22 of 814 comments (clear)

  1. The problem with lists like SPEWS... by GodBlessTexas · · Score: 5, Insightful

    Is that it swats flies with sledghammers. Surely there's a more elegant way to deal with this issue now?

    --
    Remember the Alamo, and God Bless Texas...
    1. Re:The problem with lists like SPEWS... by Dimensio · · Score: 5, Interesting

      NAC has been what I would call a "good supporter of internet society" offering decent services and a good location without degrading into a plain and outright capitalist corporation.

      NAC.net harbors known spammers, despite repeated spam runs and subsequent complaints. This means that nac.net is not a "good supporter of internet society".

    2. Re:The problem with lists like SPEWS... by Anonymous Coward · · Score: 5, Insightful

      If you think they list too many netblocks, try using another list, or no list at all.

      Oh, for FUCK'S SAKE, stop missing the point, would you?!

      Sorry, I'm getting a bit pissed off with this topic.

      Look, it's nice that you think you have free choice, but the innocent people who are on that list do not have any choice in the matter. And the people they're trying to stay in touch with might also have no choice but to use the list, if it's company policy, or if their ISP uses it.

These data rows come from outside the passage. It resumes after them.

PR #559, opened 2021-10-01
Percentage complete

loeswerkman:
Added a percentage bar to the VE give an idea of the completion of the genome build.

Related to #550

### DIFF
--- a/src/class/object_genome_builds.php
+++ b/src/class/object_genome_builds.php
@@ -135,10 +135,10 @@ class LOVD_GenomeBuild extends LOVD_Object
             $sCompletionBar = '' .
                 '      <TABLE border="0" cellpadding="0" cellspacing="0" width="200"' .
                 '        <TR>' .
-                '          <TD width="200" style="border : 1px solid black; padding : 0px;">' .
+                '          <TD width="200" style="border : 1px solid black; padding : 0px; height=10px">' .
                 '            <IMG src="gfx/trans.png" alt="" width="' . $iPercentComplete . '%" height="11"' .
                 '             style="background : #224488;"></TD>' .
-                '          <TD id="lovd_progress_value" style="font-size:10px">' . $iPercentComplete . '%</TD>' .
+                '          <TD id="lovd_progress_value" style="font-size:11px">' . $iPercentComplete . '%</TD>' .
                 '        </TR>' .
                 '      </TABLE>';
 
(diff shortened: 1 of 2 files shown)


src/class/object_genome_builds.php
```diff
@@ -115,6 +116,33 @@ function prepareData ($zData = '', $sView = 'list')
...
             $zData['created_date_'] = substr($zData['created_date'], 0, 10);
+
+        } elseif ($sView == 'entry') {
+            global $_DB;
+
+            $sSlash = ($zData['column_suffix']) ? '/' : '';
+
+            $iPercentComplete = $_DB->query(
+                'SELECT (mapped_variants / all_variants) * 100 FROM
+                    (SELECT COUNT(id) AS mapped_variants FROM lovd_variants
```
ifokkema, line 127: Note that this query contains a hardcoded table name. Luckily, our table prefixes differ, and I got a query error :sweat_smile: 
I'll fix it when I move the query and merge it with the VE's query.

src/class/object_genome_variants.php
```diff
@@ -367,7 +367,7 @@ function getForm ()
                         array('', '', 'print', '<B>Genomic variant information</B>'),
                         'hr',
                         array('Allele', '', 'select', 'allele', 1, $aSelectAllele, false, false, false),
-                        array('', '', 'note', 'If you wish to report an homozygous variant, please select "Both (homozygous)" here.'),
+                        array('', '', 'note', 'If you wish to report a homozygous variant, please select "Both (homozygous)" here.'),
```
ifokkema, line 370: Thanks :sweat_smile: :smile:

ifokkema (changes requested):
I will make small changes before merging this PR.

src/class/object_genome_builds.php
```diff
@@ -115,6 +116,33 @@ function prepareData ($zData = '', $sView = 'list')
...
+                     WHERE `VariantOnGenome/DNA' . $sSlash . $zData['column_suffix'] . '` IS NOT NULL) mv,
+                    (SELECT COUNT(id) AS all_variants FROM lovd_variants) v')->fetchAllColumn()[0];
```
ifokkema, line 129: A `fetchAllColumn()` followed by a `[0]` is much less efficient than just a `fetchColumn()`.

      THIS IS A PROBLEM. You can claim it doesn't exist till the cows come home, but it will still be there.

    3. Re:The problem with lists like SPEWS... by gnu-generation-one · · Score: 5, Funny

      "Is that it swats flies with sledghammers. Surely there's a more elegant way to deal with this issue now?"

      Swat spammers with sledgehammers?

  2. Am I my keeper's brother? by ObviousGuy · · Score: 5, Insightful

    If your ISP is also providing spam services to spammers, do you really want to be grouped in with them?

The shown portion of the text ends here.